(SUPPLIED ENTRIES)

PR #3139, opened 2019-02-09
Worldpay: Adjust use of normalized stored credentials hash

davidsantoso:
Previously the new/beta normalized stored credential hash was using a
boolean value to indicate if a transaction was part of a recurring
transaction or not. However, this did not allow for the case of gateways
(like Worldpay) to take into account transactions that are part of an
installment. This adjusts the previously "recurring" field to use the
name "transaction_type" which accepts a string of either:

- "installment"
- "recurring"
- "unscheduled"

This should allow more flexibility to for other gateways that also have
the notion of a payment that is part of an installment.

Note that this normalized hash is still in "beta" use. The hash
structure itself may change and until there is solid use around it
across multiple gateways, it will likely be a defined-yet-not-enforced
hash rather than an object which provides guarantees around field
values.

### DIFF
--- a/lib/active_merchant/billing/gateways/worldpay.rb
+++ b/lib/active_merchant/billing/gateways/worldpay.rb
@@ -285,7 +285,11 @@ module ActiveMerchant #:nodoc:
         if options[:stored_credential][:initial_transaction]
           xml.tag! 'storedCredentials', 'usage' => 'FIRST'
         else
-          reason = options[:stored_credential][:recurring] ? 'RECURRING' : 'UNSCHEDULED'
+          reason = case options[:stored_credential][:reason_type]
+                   when 'installment' then 'INSTALMENT'
+                   when 'recurring' then 'RECURRING'
+                   when 'unscheduled' then 'UNSCHEDULED'
+                   end
 
           xml.tag! 'storedCredentials', 'usage' => 'USED', 'merchantInitiatedReason' => reason do
             xml.tag! 'schemeTransactionIdentifier', options[:stored_credential][:network_transaction_id] if options[:stored_credential][:network_transaction_id]
--- a/CHANGELOG
+++ b/CHANGELOG
@@ -26,6 +26,7 @@
 * Qvalent: Map CVV Result to responses [curiousepic] #3135
 * Card Connect: Handle 401s as responses [curiousepic] #3137
 * Worldpay: Introduce normalized stored credential options [davidsantoso] #3134
+* Worldpay: Adjust use of normalized stored credentials hash [davidsantoso] #3139
 
 == Version 1.90.0 (January 8, 2019)
 * Mercado Pago: Support "gateway" processing mode [curiousepic] #3087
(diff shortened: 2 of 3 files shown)


lib/active_merchant/billing/gateways/worldpay.rb
```diff
@@ -285,7 +285,12 @@ def add_stored_credential_using_normalized_fields(xml, options)
         if options[:stored_credential][:initial_transaction]
           xml.tag! 'storedCredentials', 'usage' => 'FIRST'
         else
-          reason = options[:stored_credential][:recurring] ? 'RECURRING' : 'UNSCHEDULED'
+          reason = case options[:stored_credential][:transaction_type]
```
curiousepic: I don't know if I'd use the term "transaction type" for the normalization, seems a little general for this usage. May I suggest "schedule"?

davidsantoso: I agree, `transaction_type` is pretty generic. I looked up a couple of gateways docs and they all had a different term for this 😸The ones I saw were:

* `reason`
* `type`
* `sequence`
* `indicator`

Of those, I think the word `reason` is pretty good. As in, "the _reason_ for this transaction is a recurring monthly subscription". Or going along those same lines the word `purpose` is another good synonym. 

I do think `schedule` still feels a bit vague since I would then assume it's a recurring transaction and the value would be something along the lines of "monthly".

jknipp: I agree `transaction type` is too general in this context - and could be confused with the general transaction type (auth, credit, etc). 

I like `reason`, though I wonder if it would be interpreted as a free form text field versus a using `*_type` as the field name that seems to imply a limited set of types.

jknipp: What values do we expect this field to hold?

davidsantoso: > I wonder if it would be interpreted as a free form text field versus a using `*_type` as the field name that seems to imply a limited set of types.

🤔 ya that's a good point.

> What values do we expect this field to hold?

`recurring`, `unscheduled`, `installment`. Maybe we can call it `reason_type`? 😸

jknipp: Digging into synonyms, do any of these feel more appropriate and encompassing?

* frequency
* cycle
* period

curiousepic: I'm cool with `reason_type`

davidsantoso: @jknipp my only hesitation with those terms is that they imply either that it is an ongoing thing- which it may not be- or that there is a set time frame between transactions.

I think I'm going to go with `reason_type` which hopefully conveys the "reason" for a transaction (i.e. this transaction is happening cause it's a recurring transaction or this transaction is happening because a customer did a one off purchase on our website) with a `_type` suffix to imply there's a limited number of reasons.

jknipp: 👍 Works for me.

(End SUPPLIED ENTRIES)

> _ACTION ITEM_:
Word for word, write out every entry shown above.

> _OUTPUT OF THE TASK_:
PR #3139, opened 2019-02-09
Worldpay: Adjust use of normalized stored credentials hash

davidsantoso:
Previously the new/beta normalized stored credential hash was using a
boolean value to indicate if a transaction was part of a recurring
transaction or not. However, this did not allow for the case of gateways
(like Worldpay) to take into account transactions that are part of an
installment. This adjusts the previously "recurring" field to use the
name "transaction_type" which accepts a string of either:

- "installment"
- "recurring"
- "unscheduled"

This should allow more flexibility to for other gateways that also have
the notion of a payment that is part of an installment.

Note that this normalized hash is still in "beta" use. The hash
structure itself may change and until there is solid use around it
across multiple gateways, it will likely be a defined-yet-not-enforced
hash rather than an object which provides guarantees around field
values.

### DIFF
--- a/lib/active_merchant/billing/gateways/worldpay.rb
+++ b/lib/active_merchant/billing/gateways/worldpay.rb
@@ -285,7 +285,11 @@ module ActiveMerchant #:nodoc:
         if options[:stored_credential][:initial_transaction]
           xml.tag! 'storedCredentials', 'usage' => 'FIRST'
         else
-          reason = options[:stored_credential][:recurring] ? 'RECURRING' : 'UNSCHEDULED'
+          reason = case options[:stored_credential][:reason_type]
+                   when 'installment' then 'INSTALMENT'
+                   when 'recurring' then 'RECURRING'
+                   when 'unscheduled' then 'UNSCHEDULED'
+                   end
 
           xml.tag! 'storedCredentials', 'usage' => 'USED', 'merchantInitiatedReason' => reason do
             xml.tag! 'schemeTransactionIdentifier', options[:stored_credential][:network_transaction_id] if options[:stored_credential][:network_transaction_id]
--- a/CHANGELOG
+++ b/CHANGELOG
@@ -26,6 +26,7 @@
 * Qvalent: Map CVV Result to responses [curiousepic] #3135
 * Card Connect: Handle 401s as responses [curiousepic] #3137
 * Worldpay: Introduce normalized stored credential options [davidsantoso] #3134
+* Worldpay: Adjust use of normalized stored credentials hash [davidsantoso] #3139
 
 == Version 1.90.0 (January 8, 2019)
 * Mercado Pago: Support "gateway" processing mode [curiousepic] #3087
(diff shortened: 2 of 3 files shown)


lib/active_merchant/billing/gateways/worldpay.rb
```diff
@@ -285,7 +285,12 @@ def add_stored_credential_using_normalized_fields(xml, options)
         if options[:stored_credential][:initial_transaction]
           xml.tag! 'storedCredentials', 'usage' => 'FIRST'
         else
-          reason = options[:stored_credential][:recurring] ? 'RECURRING' : 'UNSCHEDULED'
+          reason = case options[:stored_credential][:transaction_type]
```
curiousepic: I don't know if I'd use the term "transaction type" for the normalization, seems a little general for this usage. May I suggest "schedule"?

davidsantoso: I agree, `transaction_type` is pretty generic. I looked up a couple of gateways docs and they all had a different term for this 😸The ones I saw were:

* `reason`
* `type`
* `sequence`
* `indicator`

Of those, I think the word `reason` is pretty good. As in, "the _reason_ for this transaction is a recurring monthly subscription". Or going along those same lines the word `purpose` is another good synonym. 

I do think `schedule` still feels a bit vague since I would then assume it's a recurring transaction and the value would be something along the lines of "monthly".

jknipp: I agree `transaction type` is too general in this context - and could be confused with the general transaction type (auth, credit, etc). 

I like `reason`, though I wonder if it would be interpreted as a free form text field versus a using `*_type` as the field name that seems to imply a limited set of types.

jknipp: What values do we expect this field to hold?

davidsantoso: > I wonder if it would be interpreted as a free form text field versus a using `*_type` as the field name that seems to imply a limited set of types.

🤔 ya that's a good point.

> What values do we expect this field to hold?

`recurring`, `unscheduled`, `installment`. Maybe we can call it `reason_type`? 😸

jknipp: Digging into synonyms, do any of these feel more appropriate and encompassing?

* frequency
* cycle
* period

curiousepic: I'm cool with `reason_type`

davidsantoso: @jknipp my only hesitation with those terms is that they imply either that it is an ongoing thing- which it may not be- or that there is a set time frame between transactions.

I think I'm going to go with `reason_type` which hopefully conveys the "reason" for a transaction (i.e. this transaction is happening cause it's a recurring transaction or this transaction is happening because a customer did a one off purchase on our website) with a `_type` suffix to imply there's a limited number of reasons.

jknipp: 👍 Works for me.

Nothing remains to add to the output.